Di epocale, ovviamente, non c’è assolutamente nulla. Che differenza volete che faccia questa piccola goccia, nel mare magnum della demonizzazione? Epocale è solo lo sforzo della sinistra e di tutte le sue tenaci ramificazioni: più di 50 processi, migliaia di trasmissioni tv e radio, decine di migliaia di editoriali, milioni di ospitate, miliardi di giuristi, cantanti, banchieri, attori, magistrati, presentatori, scrittori, comici, premi nobel, nani e ballerine. Tutto per una sola, misera condanna definitiva. Senza contare che ieri è crollato anche il falso mito del Berlusconi che si autoassolve con le leggi ad personam.
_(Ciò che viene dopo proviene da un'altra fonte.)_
Issue #1945, opened 2026-06-23
feat: System Theme Preference Support


desireddymohithreddy0925:
## ✨ Feature Description
Add support to automatically detect and respect the user's operating system theme preference (dark/light mode).

## 🤔 Problem It Solves
Currently, users must manually click the theme toggle button to switch to dark mode, and this preference is saved in `localStorage`. Users whose operating systems automatically switch themes based on the time of day (or manual OS toggles) have a disconnected experience where the website does not adapt automatically, forcing them to manually toggle it.

## 💡 Proposed Solution
1. Use `window.matchMedia('(prefers-color-scheme: dark)')` to check the system's preferred theme on initial load, using it as the default if `localStorage` has no saved preference.
2. Add an event listener to `matchMedia` to dynamically switch the theme if the system preference changes during the session.

## 🔄 Alternatives Considered
Keeping it purely manual (status quo), which is simple but lacks the seamless modern experience users expect.

## 📸 Mockups / Examples
N/A - This is a background logic update that affects the existing UI toggle.

## ✅ Acceptance Criteria
- [x] If no localStorage preference is set, the site loads in the OS's preferred color scheme.
- [x] If the OS theme changes while the site is open, the site updates its theme automatically.
- [x] If the user manually clicks the theme toggle, it overrides the system preference and saves to localStorage.

## 📋 Additional Context
This logic should be added to the early-executing theme script in `index.html` or the initialization phase in `app.js` to prevent FOUC (Flash of Unstyled Content).

## 🌱 Contributor Checklist
- [x] I am participating via GSSoC
- [x] I have read the contribution guidelines
- [x] I checked for existing issues before creating this

PR #1953, opened 2026-06-24
feat: System Theme Preference Support #1945

desireddymohithreddy0925:
### ✨ Feature Description
Added support to automatically detect and respect the user's operating system theme preference (dark/light mode).

### 🤔 Problem It Solves
Currently, users must manually click the theme toggle button to switch to dark mode, and this preference is saved in localStorage. Users whose operating systems automatically switch themes based on the time of day (or manual OS toggles) have a disconnected experience where the website does not adapt automatically, forcing them to manually toggle it.

### 💡 Proposed Solution
- Used `window.matchMedia('(prefers-color-scheme: dark)')` to check the system's preferred theme on initial load in `index.html` and `app.js`, using it as the default if `localStorage` has no saved preference.
- Added an event listener to `matchMedia` to dynamically switch the theme if the system preference changes during the session.
- Prevented FOUC (Flash of Unstyled Content) by adding the fallback check early in the scripts.

### ✅ Acceptance Criteria Verified
- [x] If no localStorage preference is set, the site loads in the OS's preferred color scheme.
- [x] If the OS theme changes while the site is open, the site updates its theme automatically.
- [x] If the user manually clicks the theme toggle, it overrides the system preference and saves to localStorage.

### 🌱 Contributor Checklist

<a href="https://cubic.dev/pr/S3DFX-CYBER/GSoC-Org-Finder-/pull/1953?utm_source=github" target="_blank" rel="noopener noreferrer" data-no-image-dialog="true"><picture><source media="(prefers-color-scheme: dark)" srcset="https://www.cubic.dev/buttons/review-in-cubic-dark.svg"><source media="(prefers-color-scheme: light)" srcset="https://www.cubic.dev/buttons/review-in-cubic-light.svg">Review in cubic</picture></a>

program: gssoc

### DIFF
--- a/.github/workflows/program-classification-validator.yml
+++ b/.github/workflows/program-classification-validator.yml
@@ -86,35 +86,30 @@ jobs:
               // ------------------------------------
               // Metadata
               // ------------------------------------
+              
+              const normalizedBody = body.replace(/\r\n/g, '\n');
+              const has = (re) => re.test(normalizedBody);
 
               if (
-                body.includes('program: gssoc') ||
-                body.includes('- [x] gssoc') ||
-                body.includes('program\ngssoc') ||
-                body.includes('program\r\ngssoc') ||
-                body.includes('- [x] i am contributing under gssoc') ||
-                body.includes('- [x] i am participating via gssoc')
+                has(/\bprogram\s*:\s*gssoc\b/i) ||
+                has(/^\s*[-*]\s*\[x\]\s*(gssoc|i am contributing under gssoc|i am participating via gssoc)\b/im) ||
+                has(/\bprogram\n\s*gssoc\b/i)
               ) {
                 detected.add('gssoc');
               }
 
               if (
-                body.includes('program: nsoc') ||
-                body.includes('- [x] nsoc') ||
-                body.includes('program\nnsoc') ||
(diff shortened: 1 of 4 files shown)


S3DFX-CYBER (changes requested):
This adds system theme preference support — when no saved theme exists in localStorage, the app checks `prefers-color-scheme: dark` and follows the OS preference. It also listens for `matchMedia` changes to update in real-time. The implementation is in both `index.html` and `src/js/app.js`, correctly in sync. The linked issue #1945 is present.

The PR also includes the same `program-classification-validator.yml` workflow regex changes that appear in #1960 and #1961. Those are unrelated to theme support — split them into their own PR.

The `index.html` version uses `window.matchMedia` while `src/js/app.js` uses `window.matchMedia` as well. The repo convention is `globalThis` over `window` in `src/js/` files. Switch to `globalThis.matchMedia` in app.js.

One behavioral note: the `matchMedia` change listener checks `if (!localStorage.getItem('theme'))` before toggling. This means if the user has explicitly set a theme preference, the OS preference change won't override it — which is correct. Good.

Otherwise this is a clean, focused feature (minus the workflow changes). Strip the workflow changes and switch to `globalThis` and it's good.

Effetti collaterali, che col tempo avranno a loro volta i loro begli effetti. Per il resto, tutto secondo le aspettative: i “migliori” di cui sopra sono già tutti lì che festeggiano a reti unificate, compresi i social media. Lasciamoli sfogare, celebrare con la consueta misura e lungimiranza la sconfitta della mafia, della corruzione, dell’evasione fiscale, della burocrazia, congratularsi vicendevolmente per il loro alto senso delle istituzioni e la loro magnanimità. Quanto a Berlusconi, nel videomessaggio è apparso colpito duramente, ma non vinto e non umiliato. Anzi, ruggente e determinato. Giuliano Ferrara lo ha chiamato giustamente “prigioniero libero” (qui). Ma come dice giustamente zamax, ciò che sta venendo sempre più a galla è la cosa più importante di tutte: la grande mistificazione operata dalla sinistra, di cui Berlusconi è solo l’ultimo bersaglio (qui). Ieri, riferendomi all’interdizione, scrivevo: “Ma se invece, la butto lì, questa misura finisse per ritorcersi contro le intenzioni dei nostri zelanti applicatori della legge e contro le mire dei loro fan de sinistra?” Oggi che l’interdizione non c’è ancora, estendo la stessa considerazione alla condanna. Giustizia sarà fatta.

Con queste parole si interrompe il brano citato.